Look through the material below. Copy each line that contains the string "pull".

____

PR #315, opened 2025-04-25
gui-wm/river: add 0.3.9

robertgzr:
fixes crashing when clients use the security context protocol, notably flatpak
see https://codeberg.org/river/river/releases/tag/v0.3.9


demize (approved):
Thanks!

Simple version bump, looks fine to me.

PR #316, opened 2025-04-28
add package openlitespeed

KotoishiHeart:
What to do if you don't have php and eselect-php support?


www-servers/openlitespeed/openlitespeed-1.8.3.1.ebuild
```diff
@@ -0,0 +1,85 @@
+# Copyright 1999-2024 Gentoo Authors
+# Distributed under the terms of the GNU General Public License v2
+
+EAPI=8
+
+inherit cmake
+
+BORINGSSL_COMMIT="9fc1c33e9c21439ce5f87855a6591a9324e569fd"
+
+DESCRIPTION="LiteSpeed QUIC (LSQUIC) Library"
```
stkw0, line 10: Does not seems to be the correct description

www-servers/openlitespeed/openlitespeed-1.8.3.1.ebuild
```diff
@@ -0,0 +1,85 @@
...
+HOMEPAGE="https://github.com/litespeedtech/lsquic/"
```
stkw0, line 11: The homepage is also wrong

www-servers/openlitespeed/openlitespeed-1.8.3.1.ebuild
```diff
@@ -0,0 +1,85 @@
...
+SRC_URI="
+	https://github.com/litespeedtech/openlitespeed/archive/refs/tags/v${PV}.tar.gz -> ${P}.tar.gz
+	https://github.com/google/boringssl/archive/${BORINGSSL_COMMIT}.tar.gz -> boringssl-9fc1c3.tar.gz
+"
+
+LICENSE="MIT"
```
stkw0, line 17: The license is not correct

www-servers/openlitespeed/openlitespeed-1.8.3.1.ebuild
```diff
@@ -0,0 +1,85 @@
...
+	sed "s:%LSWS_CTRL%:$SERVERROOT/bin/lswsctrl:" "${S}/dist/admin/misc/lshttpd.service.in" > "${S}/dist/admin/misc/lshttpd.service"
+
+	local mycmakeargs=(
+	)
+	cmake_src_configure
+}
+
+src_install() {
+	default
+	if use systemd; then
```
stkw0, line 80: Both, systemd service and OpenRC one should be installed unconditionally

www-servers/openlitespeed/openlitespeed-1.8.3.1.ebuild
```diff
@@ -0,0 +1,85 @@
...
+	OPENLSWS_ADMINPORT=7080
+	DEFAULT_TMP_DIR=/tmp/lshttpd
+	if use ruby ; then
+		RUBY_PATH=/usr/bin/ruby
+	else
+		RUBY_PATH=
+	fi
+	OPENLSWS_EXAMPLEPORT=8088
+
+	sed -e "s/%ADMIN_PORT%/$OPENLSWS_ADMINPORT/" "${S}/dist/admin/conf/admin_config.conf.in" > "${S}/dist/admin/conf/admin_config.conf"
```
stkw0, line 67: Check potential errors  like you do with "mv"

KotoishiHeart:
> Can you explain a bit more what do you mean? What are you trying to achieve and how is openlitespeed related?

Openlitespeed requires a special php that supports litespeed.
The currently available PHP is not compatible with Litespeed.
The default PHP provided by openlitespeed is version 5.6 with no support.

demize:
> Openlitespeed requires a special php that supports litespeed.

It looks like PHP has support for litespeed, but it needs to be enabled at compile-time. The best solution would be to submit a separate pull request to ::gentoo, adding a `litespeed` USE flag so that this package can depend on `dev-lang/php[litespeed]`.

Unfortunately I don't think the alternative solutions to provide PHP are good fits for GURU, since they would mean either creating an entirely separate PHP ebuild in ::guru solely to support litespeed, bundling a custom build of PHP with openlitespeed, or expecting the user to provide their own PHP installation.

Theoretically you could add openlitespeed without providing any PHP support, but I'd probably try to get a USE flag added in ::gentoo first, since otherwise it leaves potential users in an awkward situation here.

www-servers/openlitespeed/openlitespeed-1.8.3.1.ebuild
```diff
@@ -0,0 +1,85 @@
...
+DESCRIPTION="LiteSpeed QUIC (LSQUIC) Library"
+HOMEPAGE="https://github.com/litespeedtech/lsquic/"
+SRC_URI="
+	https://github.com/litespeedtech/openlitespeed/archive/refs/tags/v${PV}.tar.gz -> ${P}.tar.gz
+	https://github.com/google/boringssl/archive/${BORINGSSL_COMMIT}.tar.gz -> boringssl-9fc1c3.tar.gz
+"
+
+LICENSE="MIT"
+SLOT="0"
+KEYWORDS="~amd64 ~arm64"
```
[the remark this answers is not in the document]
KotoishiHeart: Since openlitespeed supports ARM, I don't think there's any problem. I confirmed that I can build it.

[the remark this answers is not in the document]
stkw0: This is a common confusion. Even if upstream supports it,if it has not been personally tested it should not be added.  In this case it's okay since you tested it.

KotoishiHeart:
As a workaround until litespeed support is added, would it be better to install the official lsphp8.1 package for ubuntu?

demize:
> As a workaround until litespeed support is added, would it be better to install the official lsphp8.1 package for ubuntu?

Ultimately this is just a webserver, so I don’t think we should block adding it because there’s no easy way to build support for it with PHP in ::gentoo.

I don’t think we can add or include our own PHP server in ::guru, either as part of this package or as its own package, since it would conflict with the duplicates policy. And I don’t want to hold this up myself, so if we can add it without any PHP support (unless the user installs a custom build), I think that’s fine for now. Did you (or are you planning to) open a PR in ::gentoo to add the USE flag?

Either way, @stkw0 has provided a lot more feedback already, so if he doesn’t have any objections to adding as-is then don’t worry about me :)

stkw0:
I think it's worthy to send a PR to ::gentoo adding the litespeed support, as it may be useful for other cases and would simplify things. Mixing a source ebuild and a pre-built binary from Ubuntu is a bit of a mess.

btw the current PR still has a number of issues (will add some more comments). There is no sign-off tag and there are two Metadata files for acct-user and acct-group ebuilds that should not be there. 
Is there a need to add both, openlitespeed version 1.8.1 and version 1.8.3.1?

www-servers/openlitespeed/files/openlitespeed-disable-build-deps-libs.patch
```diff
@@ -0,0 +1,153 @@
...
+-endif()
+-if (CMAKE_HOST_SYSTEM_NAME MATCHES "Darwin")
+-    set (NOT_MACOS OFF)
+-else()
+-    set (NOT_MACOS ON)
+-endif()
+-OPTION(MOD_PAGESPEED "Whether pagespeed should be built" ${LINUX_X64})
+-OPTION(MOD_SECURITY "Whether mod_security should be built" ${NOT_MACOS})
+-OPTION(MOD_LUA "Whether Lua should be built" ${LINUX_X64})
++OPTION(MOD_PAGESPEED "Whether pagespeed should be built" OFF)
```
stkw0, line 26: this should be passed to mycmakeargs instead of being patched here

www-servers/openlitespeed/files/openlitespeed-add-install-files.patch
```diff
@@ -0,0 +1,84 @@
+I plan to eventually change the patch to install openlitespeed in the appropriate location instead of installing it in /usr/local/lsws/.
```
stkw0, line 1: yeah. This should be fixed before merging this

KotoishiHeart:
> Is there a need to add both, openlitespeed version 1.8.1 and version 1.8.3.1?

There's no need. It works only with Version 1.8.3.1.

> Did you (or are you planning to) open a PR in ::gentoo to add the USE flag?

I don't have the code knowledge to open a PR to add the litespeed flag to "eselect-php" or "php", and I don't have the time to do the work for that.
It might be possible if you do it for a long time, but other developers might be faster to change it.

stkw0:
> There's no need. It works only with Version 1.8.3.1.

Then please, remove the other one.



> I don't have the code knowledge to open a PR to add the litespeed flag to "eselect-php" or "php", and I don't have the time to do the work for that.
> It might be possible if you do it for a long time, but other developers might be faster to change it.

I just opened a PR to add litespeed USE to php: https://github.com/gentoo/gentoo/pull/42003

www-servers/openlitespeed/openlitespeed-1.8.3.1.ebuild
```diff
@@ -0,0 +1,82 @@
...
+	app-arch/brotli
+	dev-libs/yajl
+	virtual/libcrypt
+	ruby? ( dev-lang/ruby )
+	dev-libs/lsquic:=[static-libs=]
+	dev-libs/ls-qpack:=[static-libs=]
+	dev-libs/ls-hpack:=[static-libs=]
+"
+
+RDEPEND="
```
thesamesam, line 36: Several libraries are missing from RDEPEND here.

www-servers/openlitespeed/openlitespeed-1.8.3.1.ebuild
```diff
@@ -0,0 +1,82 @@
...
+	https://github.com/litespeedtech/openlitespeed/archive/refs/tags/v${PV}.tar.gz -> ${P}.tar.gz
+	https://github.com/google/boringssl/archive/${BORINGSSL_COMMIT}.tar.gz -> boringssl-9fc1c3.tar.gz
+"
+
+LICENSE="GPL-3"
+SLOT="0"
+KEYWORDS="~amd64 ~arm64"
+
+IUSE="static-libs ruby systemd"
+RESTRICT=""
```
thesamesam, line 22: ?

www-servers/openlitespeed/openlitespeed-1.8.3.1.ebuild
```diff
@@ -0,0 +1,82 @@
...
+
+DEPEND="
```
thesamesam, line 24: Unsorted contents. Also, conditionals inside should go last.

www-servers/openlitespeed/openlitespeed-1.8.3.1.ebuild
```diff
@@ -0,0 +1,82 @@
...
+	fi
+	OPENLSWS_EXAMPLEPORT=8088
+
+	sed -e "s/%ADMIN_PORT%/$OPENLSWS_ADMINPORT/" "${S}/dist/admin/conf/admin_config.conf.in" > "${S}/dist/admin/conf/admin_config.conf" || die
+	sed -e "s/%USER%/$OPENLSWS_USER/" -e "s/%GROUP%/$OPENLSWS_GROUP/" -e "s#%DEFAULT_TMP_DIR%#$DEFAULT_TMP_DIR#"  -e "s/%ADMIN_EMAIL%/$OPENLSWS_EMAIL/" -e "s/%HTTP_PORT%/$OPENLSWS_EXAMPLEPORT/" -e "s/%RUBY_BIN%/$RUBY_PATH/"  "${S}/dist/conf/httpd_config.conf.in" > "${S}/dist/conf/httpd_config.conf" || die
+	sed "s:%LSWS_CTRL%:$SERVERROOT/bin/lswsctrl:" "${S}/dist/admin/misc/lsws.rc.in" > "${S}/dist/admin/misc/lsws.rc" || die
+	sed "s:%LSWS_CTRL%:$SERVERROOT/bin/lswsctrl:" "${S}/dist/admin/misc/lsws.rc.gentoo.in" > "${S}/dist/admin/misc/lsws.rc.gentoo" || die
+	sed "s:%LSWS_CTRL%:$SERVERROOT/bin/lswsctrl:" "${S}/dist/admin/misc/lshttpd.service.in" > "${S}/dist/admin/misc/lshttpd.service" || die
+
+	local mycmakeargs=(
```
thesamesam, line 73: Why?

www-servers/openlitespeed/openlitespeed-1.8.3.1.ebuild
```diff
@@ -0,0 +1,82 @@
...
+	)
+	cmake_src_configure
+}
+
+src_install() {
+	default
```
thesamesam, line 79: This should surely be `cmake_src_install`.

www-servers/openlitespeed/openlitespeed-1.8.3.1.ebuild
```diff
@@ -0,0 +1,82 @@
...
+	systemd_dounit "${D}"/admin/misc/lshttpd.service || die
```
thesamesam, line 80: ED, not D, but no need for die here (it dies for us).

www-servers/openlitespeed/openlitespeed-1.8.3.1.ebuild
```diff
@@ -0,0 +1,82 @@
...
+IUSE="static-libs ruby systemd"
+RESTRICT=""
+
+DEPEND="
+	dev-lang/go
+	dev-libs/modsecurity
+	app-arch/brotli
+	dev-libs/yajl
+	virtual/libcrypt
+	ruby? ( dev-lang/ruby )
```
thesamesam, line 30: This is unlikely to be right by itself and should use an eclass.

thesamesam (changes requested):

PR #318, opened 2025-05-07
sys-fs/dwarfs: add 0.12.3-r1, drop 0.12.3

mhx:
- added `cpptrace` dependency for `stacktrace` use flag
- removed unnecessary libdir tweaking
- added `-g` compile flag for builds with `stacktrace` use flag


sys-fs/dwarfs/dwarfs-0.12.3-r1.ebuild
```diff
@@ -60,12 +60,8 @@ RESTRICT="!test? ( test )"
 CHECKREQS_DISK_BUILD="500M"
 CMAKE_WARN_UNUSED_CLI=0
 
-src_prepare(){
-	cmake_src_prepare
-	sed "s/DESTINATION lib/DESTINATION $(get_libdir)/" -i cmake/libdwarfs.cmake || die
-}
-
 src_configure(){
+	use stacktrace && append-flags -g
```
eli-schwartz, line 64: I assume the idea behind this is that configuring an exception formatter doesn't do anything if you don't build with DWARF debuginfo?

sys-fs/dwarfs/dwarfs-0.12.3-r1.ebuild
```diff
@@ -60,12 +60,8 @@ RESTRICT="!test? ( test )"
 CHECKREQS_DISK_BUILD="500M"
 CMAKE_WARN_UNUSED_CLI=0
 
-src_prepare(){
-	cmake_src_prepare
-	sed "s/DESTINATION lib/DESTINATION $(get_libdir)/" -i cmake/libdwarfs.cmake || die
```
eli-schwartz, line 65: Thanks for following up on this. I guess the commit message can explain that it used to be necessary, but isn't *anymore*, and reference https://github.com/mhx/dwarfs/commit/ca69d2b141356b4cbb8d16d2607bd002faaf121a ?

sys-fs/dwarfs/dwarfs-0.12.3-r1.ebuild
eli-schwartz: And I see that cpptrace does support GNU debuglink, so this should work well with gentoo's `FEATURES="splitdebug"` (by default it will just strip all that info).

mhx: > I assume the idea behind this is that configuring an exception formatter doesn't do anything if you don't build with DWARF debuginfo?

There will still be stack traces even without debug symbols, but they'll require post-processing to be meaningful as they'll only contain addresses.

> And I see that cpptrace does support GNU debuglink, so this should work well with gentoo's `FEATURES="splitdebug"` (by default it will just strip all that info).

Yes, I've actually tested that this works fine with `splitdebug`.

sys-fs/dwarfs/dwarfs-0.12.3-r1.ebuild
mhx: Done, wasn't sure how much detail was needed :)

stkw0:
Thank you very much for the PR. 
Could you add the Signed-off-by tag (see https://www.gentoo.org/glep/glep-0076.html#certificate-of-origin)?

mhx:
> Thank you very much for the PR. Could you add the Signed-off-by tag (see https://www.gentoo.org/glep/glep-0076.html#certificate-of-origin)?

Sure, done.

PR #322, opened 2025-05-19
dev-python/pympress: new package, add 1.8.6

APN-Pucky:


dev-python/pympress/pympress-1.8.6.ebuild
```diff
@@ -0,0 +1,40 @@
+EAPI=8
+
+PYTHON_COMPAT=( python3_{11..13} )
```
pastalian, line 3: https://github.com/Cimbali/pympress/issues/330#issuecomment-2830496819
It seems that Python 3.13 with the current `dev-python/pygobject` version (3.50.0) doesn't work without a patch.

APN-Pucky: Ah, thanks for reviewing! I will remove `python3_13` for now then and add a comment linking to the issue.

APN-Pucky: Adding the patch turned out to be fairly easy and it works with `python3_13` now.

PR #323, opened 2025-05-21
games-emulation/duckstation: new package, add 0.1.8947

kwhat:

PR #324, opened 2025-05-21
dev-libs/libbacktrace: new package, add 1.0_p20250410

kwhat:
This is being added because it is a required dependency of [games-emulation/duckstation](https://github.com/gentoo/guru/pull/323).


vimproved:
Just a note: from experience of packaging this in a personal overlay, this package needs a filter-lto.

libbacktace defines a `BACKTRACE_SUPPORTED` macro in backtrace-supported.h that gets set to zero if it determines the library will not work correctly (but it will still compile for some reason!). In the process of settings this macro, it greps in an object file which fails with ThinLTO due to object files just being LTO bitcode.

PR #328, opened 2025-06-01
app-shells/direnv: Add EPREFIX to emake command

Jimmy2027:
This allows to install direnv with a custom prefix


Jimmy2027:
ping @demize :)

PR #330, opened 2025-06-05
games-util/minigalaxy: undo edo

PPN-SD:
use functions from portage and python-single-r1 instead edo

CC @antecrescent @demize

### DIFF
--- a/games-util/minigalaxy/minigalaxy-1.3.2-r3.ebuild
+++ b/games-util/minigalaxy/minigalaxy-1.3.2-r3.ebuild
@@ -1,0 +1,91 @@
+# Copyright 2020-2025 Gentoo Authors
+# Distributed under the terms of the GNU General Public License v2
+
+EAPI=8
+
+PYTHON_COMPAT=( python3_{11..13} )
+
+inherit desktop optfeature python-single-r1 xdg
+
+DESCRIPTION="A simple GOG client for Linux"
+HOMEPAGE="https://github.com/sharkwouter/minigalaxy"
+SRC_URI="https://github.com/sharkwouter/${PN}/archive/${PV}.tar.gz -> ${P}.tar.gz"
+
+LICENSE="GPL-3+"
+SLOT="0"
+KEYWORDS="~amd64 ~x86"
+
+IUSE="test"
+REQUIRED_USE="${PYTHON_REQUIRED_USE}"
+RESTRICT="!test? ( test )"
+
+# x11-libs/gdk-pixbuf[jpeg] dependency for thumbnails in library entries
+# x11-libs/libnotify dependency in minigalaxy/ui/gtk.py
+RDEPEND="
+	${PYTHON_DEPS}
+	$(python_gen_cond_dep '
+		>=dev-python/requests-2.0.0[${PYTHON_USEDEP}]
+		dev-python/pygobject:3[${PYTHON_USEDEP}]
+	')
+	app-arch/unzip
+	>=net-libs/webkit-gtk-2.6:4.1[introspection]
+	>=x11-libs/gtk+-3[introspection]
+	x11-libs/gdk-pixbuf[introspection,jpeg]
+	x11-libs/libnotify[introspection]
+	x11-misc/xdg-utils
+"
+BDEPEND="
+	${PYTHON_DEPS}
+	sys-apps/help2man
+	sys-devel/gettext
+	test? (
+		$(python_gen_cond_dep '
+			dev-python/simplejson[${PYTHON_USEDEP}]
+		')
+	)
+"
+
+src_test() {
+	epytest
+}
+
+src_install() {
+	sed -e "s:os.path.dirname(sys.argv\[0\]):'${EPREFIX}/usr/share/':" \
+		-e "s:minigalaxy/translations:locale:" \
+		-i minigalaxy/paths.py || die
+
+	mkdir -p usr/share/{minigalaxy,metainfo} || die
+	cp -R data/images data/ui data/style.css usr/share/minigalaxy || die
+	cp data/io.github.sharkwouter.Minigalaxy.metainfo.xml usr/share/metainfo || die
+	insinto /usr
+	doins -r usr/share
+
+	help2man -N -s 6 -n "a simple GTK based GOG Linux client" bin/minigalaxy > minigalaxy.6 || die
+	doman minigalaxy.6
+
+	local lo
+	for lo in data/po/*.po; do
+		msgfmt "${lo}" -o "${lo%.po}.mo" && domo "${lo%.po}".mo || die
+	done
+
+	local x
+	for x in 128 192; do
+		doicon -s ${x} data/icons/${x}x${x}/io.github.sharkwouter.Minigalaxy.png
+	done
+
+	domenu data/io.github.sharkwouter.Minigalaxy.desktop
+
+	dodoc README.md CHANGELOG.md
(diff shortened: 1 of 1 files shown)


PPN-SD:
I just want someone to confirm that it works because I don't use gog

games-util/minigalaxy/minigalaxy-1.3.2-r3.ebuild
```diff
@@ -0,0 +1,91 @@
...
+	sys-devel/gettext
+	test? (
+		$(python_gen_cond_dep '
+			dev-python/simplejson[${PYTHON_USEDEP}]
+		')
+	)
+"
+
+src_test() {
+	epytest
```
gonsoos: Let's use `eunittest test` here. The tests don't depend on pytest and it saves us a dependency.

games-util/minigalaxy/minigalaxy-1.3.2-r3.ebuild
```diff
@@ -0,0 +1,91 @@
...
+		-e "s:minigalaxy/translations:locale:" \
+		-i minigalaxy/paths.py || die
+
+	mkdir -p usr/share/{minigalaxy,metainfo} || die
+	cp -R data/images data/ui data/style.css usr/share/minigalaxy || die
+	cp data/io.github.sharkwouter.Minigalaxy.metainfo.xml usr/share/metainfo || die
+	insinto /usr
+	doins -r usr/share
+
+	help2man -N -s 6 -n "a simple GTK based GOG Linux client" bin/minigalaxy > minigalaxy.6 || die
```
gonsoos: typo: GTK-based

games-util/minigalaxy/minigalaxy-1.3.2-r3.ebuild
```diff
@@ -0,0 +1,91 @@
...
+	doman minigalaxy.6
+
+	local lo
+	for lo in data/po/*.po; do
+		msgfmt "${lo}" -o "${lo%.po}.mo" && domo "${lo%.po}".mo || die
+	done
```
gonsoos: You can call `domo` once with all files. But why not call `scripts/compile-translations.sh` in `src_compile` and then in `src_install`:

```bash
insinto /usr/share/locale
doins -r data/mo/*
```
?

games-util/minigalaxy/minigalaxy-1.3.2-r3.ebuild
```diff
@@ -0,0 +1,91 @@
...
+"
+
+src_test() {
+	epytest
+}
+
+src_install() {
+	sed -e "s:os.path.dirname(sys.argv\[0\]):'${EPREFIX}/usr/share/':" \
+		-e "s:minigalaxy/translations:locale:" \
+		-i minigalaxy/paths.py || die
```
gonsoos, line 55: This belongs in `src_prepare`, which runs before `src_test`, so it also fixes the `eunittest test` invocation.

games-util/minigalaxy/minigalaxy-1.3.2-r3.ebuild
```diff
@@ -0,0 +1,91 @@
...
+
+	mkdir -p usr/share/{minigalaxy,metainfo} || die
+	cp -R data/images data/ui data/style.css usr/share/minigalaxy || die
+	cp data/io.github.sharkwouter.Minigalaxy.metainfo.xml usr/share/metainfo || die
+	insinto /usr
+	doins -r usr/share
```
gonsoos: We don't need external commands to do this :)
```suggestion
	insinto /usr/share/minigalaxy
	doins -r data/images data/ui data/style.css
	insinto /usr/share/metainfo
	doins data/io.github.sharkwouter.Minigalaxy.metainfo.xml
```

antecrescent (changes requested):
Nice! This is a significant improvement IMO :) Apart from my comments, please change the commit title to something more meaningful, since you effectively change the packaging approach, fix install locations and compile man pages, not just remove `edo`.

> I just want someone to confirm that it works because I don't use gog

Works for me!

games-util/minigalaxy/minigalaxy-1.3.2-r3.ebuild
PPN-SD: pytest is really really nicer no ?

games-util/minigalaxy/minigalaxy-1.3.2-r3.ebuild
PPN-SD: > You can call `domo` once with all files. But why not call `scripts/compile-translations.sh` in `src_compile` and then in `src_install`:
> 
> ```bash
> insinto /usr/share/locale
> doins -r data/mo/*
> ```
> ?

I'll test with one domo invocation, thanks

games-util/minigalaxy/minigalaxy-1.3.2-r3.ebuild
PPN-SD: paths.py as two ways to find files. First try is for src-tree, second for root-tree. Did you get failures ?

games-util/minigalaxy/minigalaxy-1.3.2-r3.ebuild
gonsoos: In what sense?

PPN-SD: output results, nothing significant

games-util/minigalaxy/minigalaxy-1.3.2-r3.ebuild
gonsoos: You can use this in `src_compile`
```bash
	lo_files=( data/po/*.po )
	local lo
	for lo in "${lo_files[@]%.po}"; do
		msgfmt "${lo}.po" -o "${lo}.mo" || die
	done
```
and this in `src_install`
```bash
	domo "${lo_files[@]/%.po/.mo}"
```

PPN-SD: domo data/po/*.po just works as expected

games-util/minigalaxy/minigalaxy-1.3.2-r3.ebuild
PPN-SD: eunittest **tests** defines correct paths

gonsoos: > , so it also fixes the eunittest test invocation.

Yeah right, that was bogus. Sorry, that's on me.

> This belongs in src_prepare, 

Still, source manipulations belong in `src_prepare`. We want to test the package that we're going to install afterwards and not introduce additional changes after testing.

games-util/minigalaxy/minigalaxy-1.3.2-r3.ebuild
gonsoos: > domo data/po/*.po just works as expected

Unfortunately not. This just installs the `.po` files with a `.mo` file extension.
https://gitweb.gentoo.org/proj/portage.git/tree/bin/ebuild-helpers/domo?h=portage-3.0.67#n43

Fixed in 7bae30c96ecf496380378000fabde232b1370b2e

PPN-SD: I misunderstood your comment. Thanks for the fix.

____

> [Solution to this problem]:
It looks like PHP has support for litespeed, but it needs to be enabled at compile-time. The best solution would be to submit a separate pull request to ::gentoo, adding a `litespeed` USE flag so that this package can depend on `dev-lang/php[litespeed]`.
I just opened a PR to add litespeed USE to php: https://github.com/gentoo/gentoo/pull/42003
This is being added because it is a required dependency of [games-emulation/duckstation](https://github.com/gentoo/guru/pull/323).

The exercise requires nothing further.